Your assignment
The output should be every line below that includes the word "changes".

Given records
PR #1327, opened 2023-08-24
(fix) Common component for siderail components and global state for managing workspace nav buttons 

vasharma05:
## Requirements

- [x] This PR has a title that briefly describes the work done including the ticket number. If there is a ticket, make sure your PR title includes a [conventional commit](https://o3-dev.docs.openmrs.org/#/getting_started/contributing?id=your-pr-title-should-indicate-the-type-of-change-it-is) label. See existing PR titles for inspiration.
- [x] My work conforms to the [OpenMRS 3.0 Styleguide](https://om.rs/styleguide) and [design documentation](https://zeroheight.com/23a080e38/p/880723-introduction).
- [x] My work includes tests or is validated by existing tests.

## Summary
1. Common component in the common-lib for generating side components
2. Global state for workspace nav buttons in the sidenav, leveraging upon the workspace global store

## Screenshots
Will be uploaded soon

PR #1335, opened 2023-08-28
(fix) Fixed the workspace type for siderail nav buttons

vasharma05:
## Requirements

## Summary
This PR fixes workspace type for the siderail nav buttons.

Comment from @brandones: https://github.com/openmrs/openmrs-esm-patient-chart/pull/1327#discussion_r1305702753

## Screenshots
None

## Related Issue
None


packages/esm-patient-common-lib/src/workspaces/workspaces.ts
```diff
@@ -33,7 +33,7 @@ export interface WorkspaceRegistration {
   /** Use `getLifecycle` or `getAsyncLifecycle` to get the value of `load` */
   load(): Promise<any>;
   /** Only one of each "type" of workspace is allowed to be open at a time. The default is "form" */
-  type?: string;
+  type?: 'clinical-form' | 'visit-note' | 'order' | string;
```
ibacher, line 36: Does having specific types help with anything here?

brandones: It should either have the specific constants or `string`, not both. I originally made it "string" so that if third-party modules wanted to add their own workspace types and buttons to the siderail they could do that. Limiting the allowed values of "type" might help us catch invalid type errors in our code a little bit easier, but would make it harder for third-party modules using Typescript to have their own workspace types. So this is a judgement call based on whether we want to support third party modules being able to do that. I suspect that we do.

vasharma05: I have reverted the type to just string, I agree, that might have bring in a lot of issues.
Having it string, and making it default to `form` is okay I believe, because in the community version, the main distinction is actually between siderail workspaces and other workspaces.

If we consider the third-party modules, yes it will also conflict there as well.
Thanks for the help @brandones @ibacher !

brandones (approved):
Thanks for this @vasharma05 !

vasharma05:
I understand,  I am on it. 
Thanks a lot for informing!

PR #1339, opened 2023-08-30
(fix) O3-2363: Workspace window state should be part of global workspace state

vasharma05:
## Requirements

## Summary
This PR brings the `workspaceWindowState` context's value in the global `workspace` store. This is done because the context's changes were not reflected in the siderail nav buttons, as the buttons render as extensions.

## Screenshots
No difference in the UI.

## Related Issue
https://issues.openmrs.org/projects/O3/issues/O3-2363


packages/esm-patient-common-lib/src/workspaces/useWorkspaces.tsx
```diff
@@ -30,10 +33,24 @@ export function useWorkspaces(): WorkspacesInfo {
...
-  };
+  useEffect(() => {
+    if (workspaces.length === 0) {
+      updateWorkspaceSizeState('hidden');
+    } else {
+      updateWorkspaceSizeState(workspaces[0].preferredWindowSize === 'maximized' ? 'maximized' : 'normal');
+    }
+  }, [workspaces]);
+
+  const memoisedResults = useMemo(
```
ibacher, line 44: I actually don't know that we need memoisation here. There's nothing very expensive about constructing an object.

packages/esm-patient-common-lib/src/workspaces/useWorkspaces.tsx
```diff
@@ -30,10 +33,24 @@ export function useWorkspaces(): WorkspacesInfo {
     }
   }, [workspaces]);
 
-  return {
-    active: workspaces.length > 0,
-    windowState,
-    workspaces,
-    prompt,
-  };
+  useEffect(() => {
```
ibacher, line 36: This looks like it's intended to replace the `windowState` memo, but it's still left in?

packages/esm-patient-common-lib/src/workspaces/workspaces.ts
```diff
@@ -243,11 +244,22 @@ export function changeWorkspaceContext(patientUuid) {
...
+};
 export function getWorkspaceStore() {
   return getGlobalStore<WorkspaceStoreState>('workspace', initialState);
 }
 
+export function updateWorkspaceSizeState(value: WorkspaceWindowState) {
+  const store = getWorkspaceStore();
+  const state = store.getState();
+  store.setState({ ...state, workspaceWindowState: value });
+}
```
ibacher, line 261:
```suggestion
export function updateWorkspaceSizeState(value: WorkspaceWindowState) {
  getWorkspaceStore().setState((state) => { ...state, workspaceWindowState: value });
}
```

This might be a unistore vs zustand API difference.

ibacher: However, instead of having a separate exported function for this, it might make sense in `useWorkspaces()` to something like:

```ts
const { prompt, openWorkspaces: workspaces, workspaceWindowSize, updateWorkspaceSize  } = useStoreWithActions(getWorkspaceStore(), { updateWorkspaceSize: (state, value} => ({ ...state, workspaceWindowState: value) })})
```

ibacher (commented):
Thanks Vineet! Looks good, but a few suggestions.

packages/esm-patient-common-lib/src/workspaces/useWorkspaceWindowSize.tsx
```diff
@@ -1,65 +0,0 @@
...
-interface WorkspaceWindowSizeContext {
-  windowSize: WorkspaceWindowSize;
-  updateWindowSize?(value: WorkspaceWindowState): any;
-  active: boolean;
-}
-
-function reducer(state: WorkspaceWindowSize, action: WorkspaceWindowState): WorkspaceWindowSize {
-  switch (action) {
-    case 'minimized':
-    case 'reopened':
```
brandones, line 22: Can you remove `reopened` from the WorkspaceWindowState type?

packages/esm-patient-common-lib/src/workspaces/useWorkspaces.tsx
```diff
@@ -1,22 +1,25 @@
...
-import { Prompt, WorkspaceStoreState } from './workspaces';
+import { Prompt, WorkspaceStoreState, updateWorkspaceSizeState } from './workspaces';
 
 export interface WorkspacesInfo {
   active: boolean;
-  windowState: WorkspaceWindowState;
+  workspaceWindowState: WorkspaceWindowState;
   workspaces: Array<OpenWorkspace>;
   prompt: Prompt;
+  updateWorkspaceSizeState: (val: WorkspaceWindowState) => void;
```
brandones, line 10: Can we pick either `size` or `state` and just be consistent about it? I feel like either workspaceSize or workspaceState is fine.

packages/esm-patient-common-lib/src/workspaces/useWorkspaces.tsx
vasharma05: No, it isn't expensive, but what usually happens that the returned object gets created everytime on re-render of the hook. Hence the reference of the returned object changes on re-render. The values of the object are used as dependency in other hooks and hence can trigger corresponding hooks.

But now that I think, the inner values are memoised, hence the values' reference will not change 🤔 .

packages/esm-patient-common-lib/src/workspaces/useWorkspaces.tsx
vasharma05: Yes, actually I saw [this](https://github.com/openmrs/openmrs-esm-patient-chart/blob/4201b4aa390ead099b09aaebbc0d891b1fa0c112/packages/esm-patient-common-lib/src/workspaces/useWorkspaceWindowSize.tsx#L44) useEffect as well in the WorkspaceWindowSize Context.

brandones (approved):
A couple minor things but generally looks good!

packages/esm-patient-common-lib/src/workspaces/workspaces.ts
brandones: The update function doesn't use anything from the hook, so I think it's fine to leave it as a function globally available. Contrast for example with `useOrderBasket`, where the update function actually uses the `useOrderBasket` arguments.

packages/esm-patient-common-lib/src/workspaces/useWorkspaces.tsx
brandones: Hard to know with these things. I think the usual guidance is to use `useMemo` when A) you are quite sure that not using it will cause a problem or B) after you've noticed a performance problem that would be fixed by `useMemo`.

In this case, since we always use `useWorkspaces` with destructuring, it doesn't matter whether the return object itself changes.

packages/esm-patient-common-lib/src/workspaces/useWorkspaces.tsx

Exercise answer
This PR brings the `workspaceWindowState` context's value in the global `workspace` store. This is done because the context's changes were not reflected in the siderail nav buttons, as the buttons render as extensions.
vasharma05: No, it isn't expensive, but what usually happens that the returned object gets created everytime on re-render of the hook. Hence the reference of the returned object changes on re-render. The values of the object are used as dependency in other hooks and hence can trigger corresponding hooks.
In this case, since we always use `useWorkspaces` with destructuring, it doesn't matter whether the return object itself changes.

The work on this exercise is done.